CBK flags digital lenders as weak spot in dirty money fight

Only 35 percent of the digital lenders are carrying out enhanced due diligence, a critical process for identifying risky customers and transactions.
Digital lenders are emerging as the most exposed to financial crime in Kenya, with a new Central Bank of Kenya (CBK) report revealing that many are ill-equipped to detect or prevent money laundering and terrorism financing activities.
The CBK's Preventive Measures Survey, conducted in December 2024, shows that Digital Credit Providers (DCPs) have glaring weaknesses in staff training, poor understanding of global financial sanctions, and fail to conduct necessary checks to flag suspicious customers and transactions.
The regulator carried out the survey to assess how financial institutions are implementing safeguards against money laundering, terrorism financing and the funding of weapons proliferation.
The report points out that DCPs are falling behind other financial institutions in applying Targeted Financial Sanctions (TFS), a global framework meant to block criminals and sanctioned entities from accessing the financial system.
“DCPs display mixed results. Around 78 percent of staff are at least somewhat familiar with TFS regulations, yet 22 percent have no familiarity at all, underscoring a pressing need for improved training and awareness,” the CBK survey stated.
Targeted Financial Sanctions (TFS) require financial institutions to carry out key measures such as customer due diligence (CDD), enhanced due diligence (EDD), flagging of suspicious transactions, regular staff training, and frequent screening of customer names against updated global sanctions lists.
But the survey found that many DCPs either conduct these checks irregularly or lack the systems to support them.
The findings reveal that although 71 percent of DCPs screen their customers against sanctioned individuals or organisations, only 47.5 percent regularly update the sanction lists they rely on, and 8.5 percent of the institutions have no sanctions screening systems at all. The report warns that this exposes them to “presenting significant compliance risks.”
Only 35 percent of the digital lenders are carrying out enhanced due diligence, a critical process for identifying risky customers and transactions.
The survey also found that “screening is often irregular, with over half doing so only ‘as needed’.”
It adds that many DCPs do not use technology to help with these tasks, and nearly half 48 percent did not recommend any tools to improve their compliance systems, raising concerns over their ability to meet the standards set by CBK.

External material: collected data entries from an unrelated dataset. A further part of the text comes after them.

PR #1356, opened 2016-08-24
[ZEPPELIN-1346] Add contribution guidelines to the website

corneadoug:
### What is this PR for?
Recreation of #1354 
This PR is bringing Contribution guidelines to the website.
We also introduce a sidemenu on those pages allowing to create additional content.
As an example, for the Web Application Guidelines, we added a page about "Defining Components"

In a different PR, we will remove the contributing markdown, and change the links in the repository to the website.

The layout of the doc was slightly modified to allow a larger documentation at max size.
It was also modified to accommodate better on smaller screens.

### What type of PR is it?
Documentation

### What is the Jira issue?
https://issues.apache.org/jira/browse/ZEPPELIN-1346

### How should this be tested?
Build the website locally and visit the community page

### Screenshots (if appropriate)
screen shot 2016-08-23 at 3 50 41 pm

screen shot 2016-08-31 at 10 33 36 am

#### Layout update (Before / After)

Navbar Bug fix

screen shot 2016-08-31 at 10 35 14 am

screen shot 2016-08-31 at 10 31 18 am

Small Device Margin Improvement

screen shot 2016-08-31 at 10 35 34 am

screen shot 2016-08-31 at 10 31 28 am

Content Width Change

screen shot 2016-08-31 at 10 33 50 am

screen shot 2016-08-31 at 10 32 12 am

### Questions:
* Does the licenses files need update? No
* Is there breaking changes for older versions? No
* Does this needs documentation? No

PR #1405, opened 2016-09-06
Update Zeppelin Website building instructions

corneadoug:
### What is this PR for?
Usually in order to push jekyll code to github pages, it will compile using the `--safe`
One drawback is that you cannot use any plugins.

After working on PR #1356 and introduction a plugin, using the build line with `--safe` specified in the README is failing.

However in our case, we are not forced to use that flag, since we are sending the compiled website directly to the Apache SVN, and I was able to confirm that fact when I sent the updated website to the SVN and it was rendered correctly

Also since plugins like Google Analytics needs to be activated only in production we are adding a special production environment option to add `JEKYLL_ENV=production`

### What type of PR is it?
Documentation

### Questions:

### DIFF
--- a/README.md
+++ b/README.md
@@ -23,7 +23,7 @@ See https://help.github.com/articles/using-jekyll-with-pages#installing-jekyll
 ## Deploy to ASF svnpubsub infra (committers only)
  1. generate static website in `./_site`
     ```
-    bundle exec jekyll build
+    JEKYLL_ENV=production bundle exec jekyll build
     ```
 
  2. checkout ASF repo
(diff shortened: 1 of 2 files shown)


AhyoungRyu:
@corneadoug There is one more `--safe` in here : [https://github.com/apache/zeppelin/blob/gh-pages/contribution/documentation.md#deploy-to-asf-svnpubsub-infra](https://github.com/apache/zeppelin/blob/gh-pages/contribution/documentation.md#deploy-to-asf-svnpubsub-infra)

corneadoug:
Let's Merge This since #1410 was merged too

AhyoungRyu:
@corneadoug Yeah please do :)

In contrast, the report notes that commercial banks have made strides in strengthening their systems. Most use automated screening tools, regularly update global sanctions lists, and follow standardised compliance procedures.
Microfinance banks also showed better performance, with all institutions carrying out sanctions screening and three-quarters using automated tools.
The CBK says that strengthening the compliance capacities of all players in the financial sector, especially digital lenders, is critical in the country’s efforts to stop dirty money and protect Kenya’s financial systems from abuse by criminal networks.